3. Meglitinides (glinides)

• Repaglinide, nateglinide; shorter-acting, pre-meal dosing.

4. Thiazolidinediones (TZDs)

• Pioglitazone, rosiglitazone.
• Mechanism: PPAR-γ agonists, enhance insulin sensitivity.
• Risks: Weight gain, edema, HF risk, fractures.

5. DPP-4 Inhibitors (gliptins)

• Sitagliptin, linagliptin, saxagliptin.
• Mechanism: Inhibit incretin breakdown, increasing GLP-1/GIP.
• Safe: Neutral for weight and low hypoglycemia risk.

6. GLP-1 Receptor Agonists (injectable)

• Exenatide, liraglutide, dulaglutide.
• Mechanism: Incretin mimetics—increase insulin, decrease glucagon, slow gastric emptying.
• Benefits: Weight loss, CV protection (some), low hypoglycemia.
• Adverse: Nausea, injection reactions.

7. SGLT2 Inhibitors

• Dapagliflozin, empagliflozin, canagliflozin.
• Mechanism: Block renal glucose resorption, glucuresis.
• Benefits: Weight loss, mild BP lowering, notable CV/renal protection.
• Risks: Genital infections, euglycemic DKA.

8. Alpha-glucosidase inhibitors

• Acarbose, miglitol.
• Mechanism: Delay carbohydrate absorption; useful for postprandial hyperglycemia.
• Adverse: Flatulence, diarrhea.

9. Others (rare): Pramlintide (amylin analogue), colesevelam, bromocriptine.

VIII. Special Approaches and Treatment Nuances

• Initial agent: Metformin unless contraindicated.
• Dual/triple therapy: As per need, patient profile, and comorbidity.
• Early insulinization: When marked hyperglycemia, ketosis, or advanced catabolism present.
• Cardiometabolic protection: Use GLP-1RA or SGLT2i with proven CV benefit where indicated (CV disease, CKD, HF).​
• Elderly/frail: Avoid hypoglycemic agents, individualize targets.

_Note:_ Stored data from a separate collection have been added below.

Issue #788, opened 2026-08-31
After a workspace switch, the chats bar offers rows that cmd_chat refuses every time, and the pre-flight approves them


diazoxide:
After `F2 → workspace`, the chats bar draws the target workspace's other chats as tabs, the
bar's own pre-flight approves them, and pressing one is then refused every time.

## The sequence

1. `switch.to_workspace(fid, "gamma")` re-points chat `alpha.1`'s record to `gamma`
   (`charter/frame/switch.py:196`). The tmux window does not move — charter calls no
   `move-window` anywhere.
2. `chats.roster(fid)` correctly lists `gamma`'s chats, because `fid` now says it is in
   `gamma`.
3. `chats.check` (`charter/frame/chats.py:305`) approves those rows — same server, valid
   pane record.
4. `cmd_chat` (`charter/commands_frame.py:6166`) refuses **every one** of them:

   > `cannot switch: chat 'gamma.1' is a window of another tmux session, so selecting it
   > would move that session and leave this client here`

So the bar offers rows that are guaranteed to be rejected, and the pre-flight that exists to
prevent exactly that says they are fine.

## Why it is worth its own issue

`#733` records the **backward** direction of this strand — the moved chat's siblings can never
see it again. This is the **forward** direction: the moved chat can see its new neighbours,
is told they are reachable, and cannot reach any of them. Neither is a subset of the other,
and only one of them is written down.

It is also the sharpest available demonstration that the three surfaces disagree:

* `roster` answers *"which chats are in my workspace"* — from the record;
* `check` answers *"can I switch to this"* — from the server and the pane;
* `cmd_chat` answers the same question again — from tmux's session identity.

Two say yes and the third says no, and the third is right. A pre-flight that approves what
the action refuses is worse than no pre-flight, because it moves the failure from the moment
of choosing to the moment of pressing.

## What fixing the cause does to this

The settled design (`§4j`, *"a chat belongs to its workspace for life"*, spec
`2026-08-25-agentic-ide-foundation.md:661`) makes step 1 impossible, and this defect cannot
form. So this issue should close *with* that work rather than being fixed on its own —
patching `check` to agree with `cmd_chat` would hide the disagreement while leaving the
re-pointing that causes it.

**But it should stay filed**, because it is the test worth keeping afterwards: no surface may
offer a chat row that `cmd_chat` would refuse, and that property is checkable independently of
how the switch is implemented.

Issue #785, opened 2026-08-31
A suite run from a worktree asserts against the parent clone's live plane, so tests can pass or fail for reasons the branch never touched


diazoxide:
A test run from a git worktree reads the **parent clone's live plane**, not the worktree's own
committed one. So a suite that passes on CI can fail locally for reasons that have nothing to
do with the branch, and — worse — a suite that passes locally may be asserting against an
operator's uncommitted configuration.

## Measured

`charter/root.py` deliberately redirects a worktree's plane to the clone it was cut from. Its
own comment says so:

> `_plane_of` handles the case where the worktree HAS a `charter.toml` — it redirects

Consequence, measured from a **pristine detached worktree of `origin/main`**:

* `config.ROOT` resolves to `/Users/aharon/IdeaProjects/charter` — the operator's live plane;
* `test_frame_border_surface.test_this_planes_own_committed_frame_answers_the_report` fails,
  because that plane's `[frame]` block is not the committed one (6 components, `chrome=dark`
  giving `bg=black`, where the test wants `brightblack`);
* the same test **passes on CI**, where the checkout has no parent plane to be redirected to.

It is not caused by any branch. It reproduces on a clean worktree of `main`.

## Why this is worth fixing rather than working around

The redirect is almost certainly correct for the *product*: a worktree of your plane is still
your plane, and charter should not treat `charter clone`'s worktrees as separate control
planes. The defect is that **the test suite inherits a product behaviour that makes its own
assertions non-hermetic.**

Two failure directions, and the second is the dangerous one:

1. **False red.** A test asserting "this repository's committed `charter.toml` says X" fails in
   any worktree whose parent plane says Y. Every agent working in a worktree hits this, and
   the failure names a file the branch never touched — so the first reading is always "did I
   break this?"
2. **False green.** The same mechanism can make a test pass because the *operator's* live
   configuration happens to satisfy it. That failure is silent, survives review, and is the
   shape this repository has spent a long time learning to distrust: a test that is not
   measuring what its name says.

There is a third, quieter cost: it makes local suite runs depend on uncommitted state, so two
agents on the same machine can get different results from the same tree.

## What a fix has to decide

* **Whether the redirect should apply when charter is being TESTED.** `tests/_planeguard.py`
  and `tests/_isolation.py` already exist to keep the suite off the real plane; this is a hole
  in that boundary rather than a new problem.
* **Which tests legitimately want the committed file.** `test_this_planes_own_committed_frame_
[...]

PR #794, opened 2026-09-01
Typing a workspace command inside a chat no longer moves the chat (#791)

### LINKED ISSUE #731: A recycled chat id inherits the previous frame's workspace pointer and lock, so `--workspace alpha` can come up labelled `gamma`

### LINKED ISSUE #791: charter workspace use still re-homes a chat, because the per-session pointer is a membership rung
`#789` removed the two writes in `switch.to_workspace`, so `F2 → workspace` can no longer
re-home a chat. **The same defect is still reachable through `charter workspace use`**, and
`#733`/`#788` closed without covering it because both named `switch.to_workspace` as the cause.

## Measured, on `#789`'s own branch, three chat dirs, no tmux

```
--- F2 -> workspace -> gamma, inside alpha.1        (fixed by #789)
  outcome: ok=False, 'a chat belongs to its workspace for life — …'
  alpha.1 draws: alpha    alpha.2 sees: ['alpha.1']

--- `charter workspace use gamma`, typed inside alpha.1   (STILL BROKEN)
  alpha.1 draws: gamma    alpha.1 owns: gamma    frame record: alpha
  alpha.2 sees: []        alpha.1 sees: ['gamma.1']
  check alpha.2 -> alpha.1: no chat 'alpha.1' here — have: alpha.2
  check alpha.1 -> gamma.1: chat → gamma.1     <- and cmd_chat then refuses it
```

The last two lines are `#733` and `#788` verbatim.

## Why it still reaches

`commands_workspace.py` writes `workspace.set_active(..., session_id=session.current())`.
Inside a frame `session.current()` is **the chat id** (ADR 0019), so the write lands on
`workspace.for_session(<chat>)` — which `e590566` made the **middle rung of
`state.own_workspace`**, the membership ladder. A command about "which workspace is this
session working in" therefore silently answers "which workspace does this chat belong to".

## The fork

**Option A — refuse `workspace use` inside a frame.** Rejected once already, on evidence: the
only available test for "inside a frame" is `session.current()`, which reads
`$CHARTER_SESSION_ID`, and **every agent spawned from a frame inherits it** (measured:
a subagent shell three levels down still reports `CHARTER_SESSION_ID=harness-wrapper.1`). The
refusal would fire on agents doing ordinary CLI work in isolated worktrees, none of which is
in a frame in any meaningful sense.

**Option B — drop the per-session pointer rung from `own_workspace`.** Membership becomes the
launch record alone. `workspace use` keeps writing the pointer and keeps working everywhere,
for every CLI purpose; it simply stops deciding a chat's identity.

**Recommended: B.** It needs no detection, breaks no command, and is what `§4j` already says —
*"`{workspace}-{hash}` is identity, not a property."* A pointer written by whoever last typed
a command is the definition of a property, and identity cannot be one.

## What B costs, stated rather than discovered

`docs/frame.md:767` promises *"`charter workspace use <name>` typed at the agent moves the
panels too"*. Under B that becomes false and the line must be corrected — the same correction
`#789` deliberately did **not** make, because at that point the write that made it true was
the one still standing.

Anyone taking this should also re-check `#752`: a chat with a session pointer follows a
workspace rename today, and one without is orphaned. Dropping the rung makes every chat behave
like the second kind. That is more consistent, and it is a behaviour change worth naming.

diazoxide:
Closes #791. **Does NOT close #731** — measured; see below.

## The defect

`#789` removed `switch.to_workspace`'s two writes, so `F2 → workspace` can no longer
re-home a chat. **The same defect was still reachable by typing a command**, and #733/#788
closed without covering it because both named the switcher as the cause.

`commands_workspace` calls `workspace.set_active(...)`, which keys its pointer on
`session.current()`. Inside a frame `session.current()` is **the chat's id** (ADR 0019), so
the write landed on `workspace.for_session(<chat>)` — which `e590566` had made the **middle
rung of `state.own_workspace`**, the membership ladder. A command whose subject is "which
workspace is this session working in" was also answering "which workspace does this chat
belong to".

Measured on three chat directories, no tmux, `charter workspace use gamma` typed inside
`alpha.1`:

```
alpha.1 draws: gamma    alpha.1 owns: gamma    frame record: alpha
alpha.2 sees: []        alpha.1 sees: ['gamma.1']
check alpha.2 -> alpha.1: no chat 'alpha.1' here — have: alpha.2
check alpha.1 -> gamma.1: chat → gamma.1     <- and cmd_chat then refuses it
```

The last two lines are #733 and #788 verbatim. After this change, same fixture:

```
alpha.1 draws: alpha    alpha.1 owns: alpha    frame record: alpha
alpha.2 sees: ['alpha.1']   alpha.1 sees: ['alpha.2']
check alpha.2 -> alpha.1: True   check alpha.1 -> gamma.1: False
of_workspace alpha: ['alpha.1', 'alpha.2']   of_workspace gamma: ['gamma.1']
```

## What the ladder looks like now

`state.own_workspace` — the membership question — loses its middle rung:

| | before | after |
|---|---|---|
| 1 | the pin the launcher recorded (`state.identity`) | the pin the launcher recorded |
| 2 | `workspace.for_session(<chat>)` — the per-session pointer | *(gone)* |
| 3 | `state.frame_workspace` — what the launch resolved | what the launch resolved |

Both remaining rungs are written by the **launch**, so nothing typed after a launch moves a
chat between workspaces — which is §4j: *"`{workspace}-{hash}` is identity, not a
property."* `state.workspace_for` is unchanged in shape (rung 0 `$CHARTER_WORKSPACE`, then
`own_workspace`, then a local resolve), so the roster and the panels still walk **one**
ladder — #733's actual fix — it is just one rung shorter.

**Refusing `workspace use` inside a frame was the alternative and it is rejected on
evidence.** The only available test for "inside a frame" is `session.current()`, which reads
`$CHARTER_SESSION_ID`, and **every agent spawned from a frame inherits it** (measured: a
subagent shell three levels down still reports the frame's id). A refusal keyed on that
fires on agents doing ordinary CLI work in isolated worktrees. Dropping the rung needs no
detection and breaks no command: `set_active` still writes the pointer and the lock,
`workspace.resolve` still reads them, so `charter clone`, `charter repos` and
`charter ws current` in the frame's own shell all act on the name that was typed. A test
pins that explicitly, so a later "fix" cannot satisfy this by deleting the write.

## Two behaviour changes, stated rather than left to be found

**1. `charter workspace use <name>` no longer moves a frame's panels.** `docs/frame.md:804`
promised it did; the promise is corrected in this PR rather than quietly broken. #789
deliberately did not correct it because at that point the write making it true was the one
still standing. `F2 → workspace` moves your terminal instead and leaves every chat where it
is. One frame still follows the pointer and it is the migration case — a frame that recorded
no workspace at all, where the panels fall through to resolving for themselves;
`tests/test_frame_owns_the_surface` is renamed for that and its new last case pins the
boundary. ADR 0019's illustrative claim ("panels follow `ws use` *only* because of the id
collision") is corrected too; the decision itself is unchanged and still load-bearing for
the persona, the lock and the harness-session mapping.

**2. A workspace rename now orphans every chat, not just some of them.**
`workspace._rename_active_pointers` rewrites every per-session pointer holding the old name,
so a chat that had one followed a rename automatically while a chat that never had one was
left naming a workspace that no longer exists (#752's neighbourhood). Membership no longer
reads that pointer, so **every** chat behaves like the second kind — more uniform, and a real
change. The repair route went with it: typing `charter workspace use <newname>` inside an
orphaned chat used to fix it and now does nothing. Making `rename` repoint the frame records
is the fix and it is deliberately **not** in here — whether a rename moves a chat's identity
is a decision that deserves its own argument beside #752, not a line in a bugfix.

## Does this close #731? No — and which half survives

#731 is that `.charter/sessions/<fid>.workspace` and `.lock` are not reaped with the frame,
so a recycled chat ordinal inherits the previous frame's pointer *and outranks its own
launcher*. Measured both ways on the same fixture (write the pointer, `rmtree` the frame
directory, relaunch onto the same ordinal):

**Gone — the half the issue's title is about.** Before: the relaunch that asked for `alpha`
explicitly drew `gamma`, joined `gamma`'s roster and left `alpha`'s — which is the identity
row, the todo count and the repo pane height in the issue's screenshot. After:

```
relaunched alpha.1 draws: alpha   owns: alpha   frame record: alpha
of_workspace alpha: ['alpha.1', 'alpha.2']   of_workspace gamma: ['gamma.1']
```

**Survives — the lock and the frame shell's own resolution**, neither of which this touches:

```
is_locked: gamma
shell resolve (cwd=plane root): gamma
set_active('alpha') now returns: locked
```

So the operator who just typed `--workspace alpha` gets a frame drawing `alpha` whose
commands act on `gamma` and which **refuses** `charter workspace use alpha` as locked. #731
is now exactly *"reap the session pointer and the lock with the frame"*, which is what PR
#757's body already recommended as the right fix. Leaving it open.

## This is a prerequisite for quit → reopen (spec §4e/§4f)

A reopened chat relaunches into its **existing** directory, so before this change a stale
`.charter/sessions/<fid>.workspace` would have decided its membership over whatever the
reopen manifest said — silently, and only for chats somebody had once typed
`workspace use` in. **This PR unblocks that work**, and one of the new cases is written as
that scenario (`test_a_pointer_left_behind_by_a_reaped_chat_decides_nothing`).

## Four tests near the change had stopped measuring their own guards

All four are restaged rather than left green — three had leaned on the pointer being the
disagreeing rung, and with the pointer gone they passed whichever way the guard went:

- the recorded pin's `.strip()` (`test_a_recorded_pin_with_a_TRAILING_space_is_still_that_pin`) — the padded pin now names a *different* workspace from the launch record
- `workspace_for`'s rung 0, twice (`test_frame_state.ThePinOutranksTheFramesOwnRungs`, `test_frame_slots.TheChipAndItsStarNameTheSameWorkspace`) — the launch record now names a third workspace
- `of_workspace`'s `is_dir()` filter — **no measurement left at all.** #733 restored that
  line on the grounds that membership had grown a rung outside the frame's directory; #791
  removes that rung, so a loose file is refused by the read whatever the filter does
  (checked: nothing in the suite goes red without it). It stays, and its comment now says
  plainly that it is a floor rather than a measured guard, so the next deletion sweep decides
  on the facts instead of on a stale paragraph.

## Verification

- **Reproduced without tmux first**, through the real `workspace.set_active` with the chat's
  id in the environment and no explicit `session_id=` — the defect is *which id the command
  resolves for itself*, so passing one would remove the thing under test.
- **7 new cases** in `tests/test_a_chat_belongs_to_its_workspace_for_life.py`
  (`TheOtherDoorMovesNoChatEither`), **5 of them red before the change**; the two that were
  green are the ones asserting what must NOT change (the pointer is still written; the pin
  still wins).
- **Full suite: 9761 tests, OK** in the sweep's clean sandbox. Locally one failure,
  `test_frame_border_surface.test_this_planes_own_committed_frame_answers_the_report`, which
  is #785 — it reads the operator's uncommitted `charter.toml` through `$CHARTER_ROOT`;
  reproduced at `9cd519e` with this branch's changes stashed, and green in the sandbox that
  has no such env.
- **Real tmux: 177 tests, 0 skipped, OK** (`test_frame_tmux_integration`,
  `test_a_real_click_on_a_real_tab_bar_switches`, `test_a_workspace_switch_moves_the_client`,
  `test_a_second_launch_focuses_instead_of_dragging`), on the tests' own sockets.
- **Deletion sweep: `NOTHING TO SWEEP` — 0 mutations applied**, and per #782 that is the
  count to read rather than the verdict: the sweep's own words are *"a record of a question
  nobody asked rather than of an answer"*. The change is one deleted disjunct plus prose, and
  `return frame_workspace(fid)` offers no operator anything. Baseline in that run: 9761 tests
  OK.
- **So the mutation evidence is by hand**, five mutations, `python3 -B` with `__pycache__`
  cleared, each one red on the case that names it:

  | mutation | result |
  |---|---|
  | restore `for_session(fid) or …` (the defect) | 8 failures |
  | drop the pin rung — membership is the record alone | 6 failures |
  | pin `.strip()` → `.lstrip()` | 1 failure |
  | pin checked for truth instead of for a name | 1 failure |
  | drop `workspace_for`'s rung 0 | 4 failures |

### DIFF
--- a/charter/commands_frame.py
+++ b/charter/commands_frame.py
@@ -6095,9 +6095,12 @@ def _pane_place(socket: str, pane: str | None) -> tuple[str, str] | None:
 
     **The question `chats.py` cannot ask and `select-window`'s return code does not
     answer.** `chats.of_workspace` decides membership from RECORDS — `state.own_workspace`,
-    which reads the pin the launcher wrote down, then the per-session pointer `charter
-    workspace use` writes, then the workspace the launch recorded — so two chats can share
-    a roster while their windows are in two different tmux sessions.
+    which reads the pin the launcher wrote down, then the workspace the launch recorded —
+    so two chats can share a roster while their windows are in two different tmux
+    sessions. (Both records are a launch's; the per-session pointer `charter workspace use`
+    writes was a third rung until #791, and this guard is what stood between it and a
+    `select-window` across sessions. It is not softened by the rung going away — a
+    migration or a hand-edited record reaches the same state.)
     The session is where a chat actually lives (`cmd_launch` makes the workspace the
     session), it is not written down anywhere charter can read, and it moves at runtime.
     So it is asked of tmux, at the moment it matters.
@@ -6190,7 +6193,9 @@ def cmd_chat(args) -> int:
        :func:`_pane_place`). Not one of the four, and it is here because every one of them
        assumes something no record on disk can promise: that the target's window is a
        window this client can be moved to. `chats.of_workspace` matches RECORDS
-       (`state.own_workspace`), whose pointer rung `charter workspace use` writes, so two
+       (`state.own_workspace`), and a record can name a workspace whose tmux session this
+       chat's window is not in — a migration, a hand-edited file, or (until #791) a
+       pointer `charter workspace use` wrote — so two
        chats can share a roster with their windows in two different tmux sessions — and
        `select-window` at another session's pane returns **0**, moves that session, and
        leaves this client exactly where it was. Steps 1 and 2 then reported a switch that
@@ -6290,12 +6295,15 @@ def cmd_chat(args) -> int:
     # anything** (#684). `chats.check` has established that both are chats of one
     # workspace and — since this issue — that both are on one tmux SERVER, and neither of
     # those is "in one tmux session". `cmd_launch` makes the workspace the session, but
-    # what membership is read from is RECORDS that move (`state.own_workspace`): `charter
-    # workspace use beta` typed inside chat `api.1` writes its pointer rung, and after
-    # that `of_workspace("beta")` returns `api.1` — a window of session `api` — beside
-    # `beta.1`, in one roster. (`switch.to_workspace` wrote that rung and the launch
-    # record both until §4j made it a refusal; this guard is what stood between that and a
-    # `select-window` across sessions, and it is not softened by the writer going away.)
+    # what membership is read from is RECORDS (`state.own_workspace`), and a record naming
+    # a workspace whose tmux session this chat's window is not in puts `api.1` — a window
+    # of session `api` — into `of_workspace("beta")` beside `beta.1`, in one roster.
+    # (Two writers reached that state and both are gone: `switch.to_workspace` wrote the
+    # pointer and the launch record until §4j made it a refusal, and `charter workspace
+    # use beta` typed inside `api.1` wrote the pointer until #791 stopped membership
+    # reading it. This guard is what stood between them and a `select-window` across
+    # sessions, and it is not softened by either writer going away — a migration or a
+    # hand-edited record reaches the same state with nothing having written anything.)
     here_place = _pane_place(socket, chats.pane_of(fid))
     there_place = _pane_place(socket, pane)
     if there_place is None:
--- a/charter/frame/chats.py
+++ b/charter/frame/chats.py
@@ -116,13 +116,21 @@ def of_workspace(workspace: str) -> list[str]:
     the fix for a chat missing from a roster is never to call it here.**
 
     What was wrong was the DEPTH, not the direction. This read `state.frame_workspace`
-    alone — the launch record, rung 2 — while `roster` keyed on all four, and
-    `charter workspace use <name>` typed at the agent writes rung 1 and never rung 2. So a
-    chat repaired that way was DRAWING `alpha` and excluded from `alpha`'s roster at the
-    same time, and the chats it had left could never see it again however it was repaired.
-    `state.own_workspace` is those chat-owned rungs — the recorded pin, the pointer, the
-    record — in the ladder's own order, so this and `roster` now ask one question at one
-    depth.
+    alone — the launch record — while `roster` keyed on every rung above it, so a chat
+    could be DRAWING `alpha` and excluded from `alpha`'s roster at the same time, and the
+    chats it had left could never see it again however it was repaired.
+    `state.own_workspace` is the chat-owned rungs — the recorded pin, then the record — in
+    the ladder's own order, so this and `roster` now ask one question at one depth.
+
+    **The per-session pointer is NOT one of those rungs, and #791 is why.** It was, for
+    one release. `charter workspace use <name>` typed at the agent writes it under the
+    CHAT's id (inside a frame `session.current()` is the chat — ADR 0019), so while it was
+    a rung that command re-homed the chat: measured, `charter workspace use gamma` inside
+    `alpha.1` took it out of `alpha`'s roster and put `gamma`'s chats on its bar, where
+    `check` approved rows `cmd_chat` then refuses. That is #733 and #788 through a door
+    neither issue named, and §4j settles it — a chat's workspace is its identity, and a
+    pointer written by whoever last typed a command is a property. Both rungs left are
+    written by the LAUNCH, so nothing after a launch moves a chat between workspaces.
 
     **Ordinal order, and it is not `created`'s.** Spec §3.5 asks for a `created` stamp
     per chat "so tab order and the ordinal allocator do not depend on directory mtime".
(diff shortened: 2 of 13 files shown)


diazoxide:
Filed #795 for the rename half named in "Two behaviour changes" above — the mechanical fix is
small, but whether a rename may move a chat's recorded workspace is a §4j question and belongs
beside #752 rather than inside this PR.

IX. Monitoring and Follow-Up

• Glycemic monitoring: Self-monitoring of blood glucose (SMBG), HbA1c every 3-6 months.
• Complications surveillance: Annual microalbuminuria, eGFR, eye examination (retinal photography), foot checks.
• Targets: FPG 80–130 mg/dL, postprandial <180, individualized HbA1c (usually <7% for most, less stringent for older/comorbid).​

X. Management of Complications

A. Acute

• DKA: Emergency. Fluids, IV insulin, K+ replacement, treat precipitant.
• HHS: Similar but more insidious, more severe dehydration, less ketosis.
• Hypoglycemia: Rapid glucose (oral, IV dextrose, glucagon if unconscious).

B. Chronic—Prevention

• Retinopathy: Regular screening, glycemic and BP control.
• Nephropathy: BP control (ACE/ARB), glycemic control.
• Neuropathy: Glycemic control, pain control as needed.
• Macrovascular: Aggressive CV risk factor management (BP, lipids, antiplatelets).

XI. Diabetes in Special Populations

• Pregnancy: Insulin is gold standard; oral agents generally avoided.
• Children: T1DM common; use basal–bolus strategies.
• CKD: Dose adjust most oral agents; avoid metformin if GFR<30.
• Elderly: Avoid tight target, sulfonylureas if high hypoglycemia risk.

XII. Patient Education and Self-Management

• Nutrition and carbohydrate counting (especially in T1DM).
• Insulin administration and hypoglycemia recognition.
• Infection prevention, foot care, regular monitoring.
• Sick-day rules.

XIII. Future Directions

• Closed-loop insulin delivery (“artificial pancreas”)
• Beta-cell replacement and regenerative therapies
• Oral GLP-1 agonists, new co-formulations, gene editing prospects

XIV. Tables

Table A: Drug Classes for T2DM

XV. Key Learning Points

• Diabetes is a multifactorial chronic disease—manage BOTH glycemic and holistic cardiometabolic risk.
• Pharmacological therapy individualized for efficacy, risk, comorbidity, age, patient preference.
• Lifestyle interventions and self-management are always foundational.
• Frequent monitoring and complication screening is key for morbidity and mortality reduction.
• Newer agents provide not only glucose control but CV/renal protection—should be prioritized in high-risk patients.

XVI. References

1. Brunton LL, Hilal-Dandan R, Knollmann BC, eds. Goodman & Gilman’s The Pharmacological Basis of Therapeutics. 13th ed. New York: McGraw-Hill; 2017. Diabetes mellitus and management.
2. Katzung BG, Trevor AJ. Basic & Clinical Pharmacology. 15th ed. McGraw-Hill; 2022. Insulin & oral hypoglycemic agents.
3. Ritter JM, Flower R, Henderson G, et al. Rang & Dale’s Pharmacology. 10th ed. London: Elsevier; 2023. Antidiabetic drugs.